We advise investors to maintain a positive yet cautious approach, after the substantial rise in the last three months. Besides, rising COVID-19 cases in India, as well as the possibility of the second wave in other countries, will remain a major concern for markets. In such a scenario, the strategy would be to invest in sectors such as consumers, healthcare, telecom and selected stocks in Banks/BFSI sector which were less impacted during the lockdown. With the easing of the lockdown situation and unlock-1 coming to effect, we continue to see healthy buying interest for the products and services in these spaces. We thus recommend stocks such as Hindustan Unilever, Bharti Airtel, Britannia Industries, Cipla, Biocon and Dabur India, HDFC Bank, ICICI Bank, Asian Paints and HDFC life Insurance for investment with long term horizon.
Q7. As investors fear the second wave of coronavirus, how do you think global markets will react to it?

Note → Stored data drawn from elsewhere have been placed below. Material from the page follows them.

PR #891, opened 2024-10-18
Regression 4.9.2 where aliased ECClassId switch from returning classId to className

khanaffan:
1. CTE query returning classid switch from className to classId in `4.9.x`. This broke a user. 
2. [PR 7235](https://github.com/iTwin/itwinjs-core/pull/7238) Fix CTE, but this requires properly handling extendType information. This result in another break in behavior where aliased classid property was return as className. In 4.8.x/ 4.9.0 it used to return Id not class name. This break only happens for Concurrent Query for ECSqlStatement was fine as it set a flag called `DoNotConvertClassIdsToClassNamesWhenAliased` to reproduce previous behavior.
3. This PR also set `DoNotConvertClassIdsToClassNamesWhenAliased` for concurrent query to reproduce behavior of classId returning class name when aliased to be compilable with 4.8.x

First query that broke user is following 
```sql
SELECT t(aClassId) AS (SELECT ECClassId FROM Bis.Element) SELECT * FROM t
-- 4.8.x return className
-- 4.9.0 return classId
```
```sql
SELECT ECClassId AS aClassId FROM Bis.Element
--4.9.0 returned classId
--4.9.2 return className
```

After current fix

```sql
SELECT t(aClassId) AS (SELECT ECClassId FROM Bis.Element) SELECT * FROM t
-- return className as in 4.8.x
```
```sql
SELECT ECClassId AS aClassId FROM Bis.Element
-- returned classId  as in 4.8.x
```

itwinjs-core: https://github.com/iTwin/itwinjs-core/pull/7279

### DIFF
--- a/iModelCore/ECDb/ECDb/ConcurrentQueryManagerImpl.cpp
+++ b/iModelCore/ECDb/ECDb/ConcurrentQueryManagerImpl.cpp
@@ -1006,6 +1006,7 @@ void QueryHelper::Execute(CachedQueryAdaptor& cachedAdaptor, RunnableRequestBase
     const auto abbreviateBlobs = request.GetAbbreviateBlobs();
     const auto includeMetaData= request.GetIncludeMetaData();
     const auto classIdToClassNames = request.GetConvertClassIdsToClassNames();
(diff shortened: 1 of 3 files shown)


pmconne (approved):

khanaffan:
@Mergifyio backport release/4.9.x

Investors’ confidence started to boost on the hopes of the opening of economies which led to the rally in the global markets. However, the scare of COVID-19 pandemic is far from over as many countries started to report new cases because of easing of lockdown restriction and change in weather conditions which we believe might have enhanced chances of the second wave of the virus. Investors fear that the second wave would hit harder on the economy, further dampening growth as well as job losses. However, there is huge uncertainty related to the virus which is increasing nervousness amongst investors. Besides, global markets have started factoring the same of late which has led to some profit booking and fresh downside risk and volatility in the market cannot be ruled out.